WORK ORDER
An exact copy of the entries is needed, with every line included.

[Opening DATASET RECORDS section]

PR #1565, opened 2019-07-25
Explicitly add the HTML for WebMKS into the webpack production config

skateman:
To be honest, I have no idea how to test this, but @himdel says this is *The Right Way&trade;* to fix this. The file was present in development, but not in production. Even though we're including the development file in production :rofl: 

@miq-bot add_label bug, ivanchuk/yes, hammer/no, changelog/no
@miq-bot assign @himdel 

Fixes https://bugzilla.redhat.com/show_bug.cgi?id=1732730

### DIFF
--- a/config/webpack.prod.js
+++ b/config/webpack.prod.js
@@ -25,6 +25,14 @@ config.plugins.push(
     chunks: ['app']
   }),
 
+  // Build the HTML required for the WebMKS console
+  new HtmlWebpackPlugin({
+    base: '/',
+    filename: 'console/webmks.html',
+    template: '../client/console/common.ejs',
+    chunks: ['console_webmks']
+  }),
+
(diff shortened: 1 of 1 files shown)


himdel:
Closing, not the issue.
The file is present on the appliance.

skateman:
Okay, but what's the issue then? :laughing:

himdel:
The file is physically present on the appliance, so this has to be in the apache config.

himdel:
=> In `/etc/httpd/conf.d/manageiq-redirects-ui`:

```
RewriteRule ^/ui/service(?!/(assets|images|img|styles|js|fonts|vendor|gettext)) /ui/service/index.html [L]
```

Which means anything not in those directories (such as console/) will get redirected to index.html, which then decides to redirect to 404.

PR #21, opened 2022-11-30
Feature/new article structure plugin

lagartoverde:
This PR converts the article-structure plugin with the new SHACL based API to prosemirror. It is more or less feature-par with the old version. In the future we should look into creating a new plugin with prosemirror in mind using specific prosemirror schemas and node-specs for the structures.

Should be tested in combination with https://github.com/lblod/ember-rdfa-editor/tree/nodes-between.

Solution to https://binnenland.atlassian.net/jira/software/c/projects/GN/boards/4?modal=detail&selectedIssue=GN-3865


addon/utils/article-structure-plugin/constants.ts
```diff
@@ -0,0 +1,260 @@
...
+      `,
+    template: (uri, intlService) => `
+    <div 
+      property="say:hasPart" 
+      typeof="https://say.data.gift/ns/Title https://say.data.gift/ns/ArticleContainer" 
+      resource="${uri}"
+    >
+      <h4 property="say:heading">
+        <span property="eli:number" datatype="xsd:string">
+          <span class="mark-highlight-manual">Voer inhoud in</span>
```
abeforgit, line 35: We're inserting a textual placeholder where the number should go...

(same issue in all templates)

abeforgit (changes requested):
Works for the most part, but it does introduce a significant performance penalty in even very small documents, to the point where I don't think we can use it like this.

For me the performance does not block a merge though, but before we switch to this version of the plugin in prod I think we do need a serious rework

There's also some issues with the cursor after inserting/moving, but I'm pretty sure that's due to the wonky placeholder implementation we have atm

addon/utils/article-structure-plugin/constants.ts
abeforgit: disregard, misunderstood the logic, and I accidentally had local changes while testing

abeforgit (approved):

PR #34, opened 2022-12-14
Add and convert citation plugin

abeforgit:
differences: 

you can now have multiple citations on one line
you can configure where the plugin triggers by providing a function. It will receive the current state and the datastore, and it should return in which ranges the plugin should trigger.

In order to hook everything up, there is a setupCitationPlugin function available which takes in the config and returns the bundle of things that are needed for the plugin to function

It is now also a keyless plugin, which means multiple instances of the same plugin could be added without issue.

the highlight only triggers after 3 characters of searchtext. This is a userfacing change, but I think it actually makes a lot of sense

- feature(citation): convert citation plugin to typescript
- fix(citation): properly hookup components, plugin and schema
- fix(citation): limit decorating to correct triple pattern
- feat(citation): hook up citation search and input triggers


elpoelma (changes requested):
Seems to work well overall, it just seems that the context card only shows up after typing 3 or more characters after the besluit/decreet keyword, is this behaviour expected?

abeforgit:
yep, that's how the regex is set up

elpoelma (approved):

PR #43, opened 2023-01-05
Feature/template nodes

lagartoverde:


elpoelma (changes requested):
Good start, I just have some remarks:
- When parsing the nodes in `parseDOM`, it can be useful to detect both the prefixed and full versions of the RDFa. This can be done using the namespace util functions and the namespaces defined in the `constants` file.
- Currently there seems to be an issue with the numbering when inserting new articles (with the besluit-plugin). We can look into making the besluit-plugin completely obsolete and implementing the article management by the article-structure plugin.

PR #44, opened 2023-01-05
Rework of date plugin with custom date NodeSpec

elpoelma:


lagartoverde (changes requested):
Works good, I think we are missing 2 things, first of all the date gets setted to the actual time it's now, we should set the hour, minutes, seconds and ms to 0 if we are not specifing them in the modal. Second we have to modify the variable plugin to insert this new node :)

[Closing DATASET RECORDS section]

EXERCISE RESPONSE
PR #1565, opened 2019-07-25
Explicitly add the HTML for WebMKS into the webpack production config

skateman:
To be honest, I have no idea how to test this, but @himdel says this is *The Right Way&trade;* to fix this. The file was present in development, but not in production. Even though we're including the development file in production :rofl: 

@miq-bot add_label bug, ivanchuk/yes, hammer/no, changelog/no
@miq-bot assign @himdel 

Fixes https://bugzilla.redhat.com/show_bug.cgi?id=1732730

### DIFF
--- a/config/webpack.prod.js
+++ b/config/webpack.prod.js
@@ -25,6 +25,14 @@ config.plugins.push(
     chunks: ['app']
   }),
 
+  // Build the HTML required for the WebMKS console
+  new HtmlWebpackPlugin({
+    base: '/',
+    filename: 'console/webmks.html',
+    template: '../client/console/common.ejs',
+    chunks: ['console_webmks']
+  }),
+
(diff shortened: 1 of 1 files shown)


himdel:
Closing, not the issue.
The file is present on the appliance.

skateman:
Okay, but what's the issue then? :laughing:

himdel:
The file is physically present on the appliance, so this has to be in the apache config.

himdel:
=> In `/etc/httpd/conf.d/manageiq-redirects-ui`:

```
RewriteRule ^/ui/service(?!/(assets|images|img|styles|js|fonts|vendor|gettext)) /ui/service/index.html [L]
```

Which means anything not in those directories (such as console/) will get redirected to index.html, which then decides to redirect to 404.

PR #21, opened 2022-11-30
Feature/new article structure plugin

lagartoverde:
This PR converts the article-structure plugin with the new SHACL based API to prosemirror. It is more or less feature-par with the old version. In the future we should look into creating a new plugin with prosemirror in mind using specific prosemirror schemas and node-specs for the structures.

Should be tested in combination with https://github.com/lblod/ember-rdfa-editor/tree/nodes-between.

Solution to https://binnenland.atlassian.net/jira/software/c/projects/GN/boards/4?modal=detail&selectedIssue=GN-3865


addon/utils/article-structure-plugin/constants.ts
```diff
@@ -0,0 +1,260 @@
...
+      `,
+    template: (uri, intlService) => `
+    <div 
+      property="say:hasPart" 
+      typeof="https://say.data.gift/ns/Title https://say.data.gift/ns/ArticleContainer" 
+      resource="${uri}"
+    >
+      <h4 property="say:heading">
+        <span property="eli:number" datatype="xsd:string">
+          <span class="mark-highlight-manual">Voer inhoud in</span>
```
abeforgit, line 35: We're inserting a textual placeholder where the number should go...

(same issue in all templates)

abeforgit (changes requested):
Works for the most part, but it does introduce a significant performance penalty in even very small documents, to the point where I don't think we can use it like this.

For me the performance does not block a merge though, but before we switch to this version of the plugin in prod I think we do need a serious rework

There's also some issues with the cursor after inserting/moving, but I'm pretty sure that's due to the wonky placeholder implementation we have atm

addon/utils/article-structure-plugin/constants.ts
abeforgit: disregard, misunderstood the logic, and I accidentally had local changes while testing

abeforgit (approved):

PR #34, opened 2022-12-14
Add and convert citation plugin

abeforgit:
differences: 

you can now have multiple citations on one line
you can configure where the plugin triggers by providing a function. It will receive the current state and the datastore, and it should return in which ranges the plugin should trigger.

In order to hook everything up, there is a setupCitationPlugin function available which takes in the config and returns the bundle of things that are needed for the plugin to function

It is now also a keyless plugin, which means multiple instances of the same plugin could be added without issue.

the highlight only triggers after 3 characters of searchtext. This is a userfacing change, but I think it actually makes a lot of sense

- feature(citation): convert citation plugin to typescript
- fix(citation): properly hookup components, plugin and schema
- fix(citation): limit decorating to correct triple pattern
- feat(citation): hook up citation search and input triggers


elpoelma (changes requested):
Seems to work well overall, it just seems that the context card only shows up after typing 3 or more characters after the besluit/decreet keyword, is this behaviour expected?

abeforgit:
yep, that's how the regex is set up

elpoelma (approved):

PR #43, opened 2023-01-05
Feature/template nodes

lagartoverde:


elpoelma (changes requested):
Good start, I just have some remarks:
- When parsing the nodes in `parseDOM`, it can be useful to detect both the prefixed and full versions of the RDFa. This can be done using the namespace util functions and the namespaces defined in the `constants` file.
- Currently there seems to be an issue with the numbering when inserting new articles (with the besluit-plugin). We can look into making the besluit-plugin completely obsolete and implementing the article management by the article-structure plugin.

PR #44, opened 2023-01-05
Rework of date plugin with custom date NodeSpec

elpoelma:


lagartoverde (changes requested):
Works good, I think we are missing 2 things, first of all the date gets setted to the actual time it's now, we should set the hour, minutes, seconds and ms to 0 if we are not specifing them in the modal. Second we have to modify the variable plugin to insert this new node :)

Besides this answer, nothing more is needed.